Your assignment -
Begin with the line containing "Instead of removing" and copy every line after it to the end of the entries, exactly, leaving out the lines before it.

Material for this exercise -
PR #938, opened 2018-05-17
errCheck to ignore fmt pkg during checks that travis-ci performs

abhinavdangeti:


mschoch:
Instead of removing it, lets change to `errcheck -ignorepkg fmt`

abhinavdangeti:
@mschoch done.

PR #939, opened 2018-05-18
MB-29576 - Indexing blocked on scorch

sreekanth-cb:
More stats to keep track of last merged, persisted and current root epoch.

Task result -
Instead of removing it, lets change to `errcheck -ignorepkg fmt`

abhinavdangeti:
@mschoch done.

PR #939, opened 2018-05-18
MB-29576 - Indexing blocked on scorch

sreekanth-cb:
More stats to keep track of last merged, persisted and current root epoch.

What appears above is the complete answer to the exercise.